Having talked to some other people it seems that the delta function mucks this equation up and makes it so I cannot switch the terms of integration (or w/e the dxdt is called) which is something I didn't know about.

I don't know how you got that definition of the Dirac delta distribution. I get the feeling it's wrong, mostly because the integral doesn't converge.

 

[JBrandonS]

I don't know how you got that definition of the Dirac delta distribution. I get the feeling it's wrong, mostly because the integral doesn't converge.

Initially it was brought in the notes of Feynman's numerical methods class that $\int_0^\infty cos(b x) dx = \pi \delta(b)$ I was unable to locate the original link I used to download the file so I uploaded it here. That equality is first given on page 16 of the pdf (labeled as page 14 in the pdf).

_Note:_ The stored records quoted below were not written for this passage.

Issue #1119, opened 2024-11-14
OC_dialog crashing in V 8.3 when detach is attempted


SilkieSabra:
In V 8.3, a user wearing quite a few items with long names is crashing oc_dialog when someone tries to open the detach menu from Apps.  The rest of the collar is still able to be used.  The Detach button in apps stops producing the detach menu and oc_dialog throws the error.
https://gyazo.com/2babcc6899f086e1a75ffedf1d7744dc 
I don't know why the script error is coming from oc_dialog but no doubt there's an explanation -- or why the rest of the collar continues to work after a stack heap message coming from oc_dialog.

Do we need to look at oc_detach?

Here's the list of what this user was wearing.  Reducing the number of worn items allowed oc_detach to work and did not produce a script error from oc_dialog.

*PKC* Queen Bee Bento Rings - Legacy Left {Creator} [R hand] 
 *PKC* Queen Bee Bento Rings - Legacy Right {Creator} [R hand] 
  / EYES / lel EvoX 3.1 {Creator} [L eye] 
  / HEAD / lel EvoX SIWA 3.1 {Creator} [chin] 
 / TEETH / LeLUTKA 3.1 {Creator} [] 
  AVEC TOI - Wendy O Stilettos (Legacy) {Creator} [pelvis] 
  AVEC TOI - Wendy O Stockings (Legacy) {Creator} [pelvis] 
 Cynful Mina Piercings - Back Dimples L - Legacy F {Creator} [R pectoral] 
  Cynful Mina Piercings - Back Dimples R - Legacy F {Creator} [L pectoral] 
  Cynful Mina Piercings - Belly - Legacy Female {Creator} [stomach] 
 Cynful Mina Piercings - Cleavage - Legacy {Creator} [chest] 
  Cynful Mina Piercings - Collarbone - Legacy Female {Creator} [] 
  Cynful Mina Piercings - Spine - Legacy F {Creator} [back] 
  It's NOT Mine! Complete Body Cum System {Creator} [pelvis] 
  LeLUTKA.Png.SIWA.Ear.Set {Creator} [R ear] 
  MIDNA - Alice Piercing - GIFT {Creator} [L ear] 
 Piercing de nez or et diamant {Creator} [nose] 
 RAWR! Delerium Rings Legacy {Creator} [nose] 
 RAWR! Plumb Armlets Legacy {Creator} [R upper arm] 
  RAWR! Plumb Necklace Legacy {Creator} [neck] 
[...]

PR #1126, opened 2025-01-24
Improved memory handling in oc_dialog::SortUUIDList

NikkiLacrima:
Improved memory handling and early release of allocated resources should improve situation for Issue #1119. Simple drop in replacement for oc_dialog. 

This version has been tested for two months and no regressions seen. 

As long as only a single owner is accessing the Detach app menus at a time problem should be fixed.

### DIFF
--- a/src/collar/oc_dialog.lsl
+++ b/src/collar/oc_dialog.lsl
@@ -17,6 +17,7 @@ Medea Destiny -
 Nikki Lacrima
     Aug 2023  - Changed functions for clearing auth so  auth doesn't persist for open menus
     Sep 2024  - Invalidate all menus except wearer when public or group mode is turned off
+    Jan 2025  - Improved memory handling in SortUUIDList, clear resources as early as possible
 
 */
 integer CMD_ZERO = 0;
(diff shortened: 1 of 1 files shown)


NikkiLacrima:
This patch also allow the full number of 32 sensor results to be used in the sensor handling, not in the current patch but its a simple change. Also tested in places where force sit returns 32 results.

Pingout (approved):
Tested for functionality, everything appears to work as expected. The Force Sit function now returns 32 items without error, and the detach app will also return 32 worn items without crashing.
I believe that @Medea-Destiny would like to review this scrpt for workflow. I will approve this and tag it with Don't Merge Yet awaiting Medea's review

Medea-Destiny:
Looks great at a first go through, but I'll take a closer look in case I can think of any possible issues / interactions. For the sake of safety (and possibly menu legibility) it might be an idea to continue to clamp the force sit function  - maybe to 20 instead of 16? How do people feel about that?

NikkiLacrima:
The issue with 32 force sits is actually the same as with 32 worn items in Detach, so why ??

NikkiLacrima:
Maybe its about time to either accept this patch or tell whats wrong, another duplicate of the issue and this fix has been known for 4 months. #1134 duplicates #1119.

Slow and careful is good , but slow and perhaps look at things another month is a good reason to fail

Medea-Destiny (approved):

Medea-Destiny:
Looks good, let's go ahead and merge this.

SilkieSabra:
Ok Medea says let's merge but there's still a Do Not Merge Yet label on it and it says the branch is out of date, do I press Update branch and then merge or what?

The definition of the delta was found on some site, I cannot confirm it though but I still am very inclined to believe that feynman knew what he was talking about. :)

 

[vanhees71]

The Fourier representation of the \delta distribution (not function!) is correct, because
\int_0^{\infty} \mathrm{d} x \cos(a x)=\int_0^{\infty} \mathrm{d} x \frac{\exp(\mathrm{i} a x)+\exp(-\mathrm{i} a x)}{2}.
Now substitution of x&#039;=-x in the second term gives
\int_0^{\infty} \mathrm{d} x \cos(a x)=\frac{1}{2} \int_{\mathbb{R}} \mathrm{d} x \exp(\mathrm{i} a x)=\pi \delta(a).
What's wrong is the final integral, because you integrate only over the positive t axis. Correct is
\int_0^{\infty} \mathrm{d} t \exp(-a t) \delta(t)=\int_{\mathbb{R}} \mathrm{d} t \exp(-a t) \Theta(t) \delta(t)=\Theta(0)=\frac{1}{2}.

To prove all this, one has to regularize the integrals. Let's start with the \delta distribtion in terms of a cosine-Fourier transform. A regularization is
I_{\epsilon}(a)=\int_0^{\infty} \mathrm{d} t \exp(-\epsilon t) \cos(a t)=\frac{\epsilon}{a^2+\epsilon^2}.
To show that the weak limit for \epsilon \rightarrow 0^+ is indeed \pi \delta(a), we have to integrate an arbitrary test function (e.g., from the space of quickly decaying functions, the Schwartz space) and then take the limit
l=\lim_{\epsilon \rightarrow 0^+} \int_{\mathbb{R}} \mathrm{d} a I_{\epsilon}(a) \phi(a).
To evaluate the integral we can use the theorem of residues by closing the integration path by a semicircle at infinity in the upper a-half plane:
l=\lim_{\epsilon \rightarrow 0^+} 2 \pi \mathrm{i} \frac{\epsilon}{2 \mathrm{i} \epsilon} \phi(\mathrm{i} \epsilon)=\pi \phi(0).
This means that indeed the week limit is \pi \delta(a).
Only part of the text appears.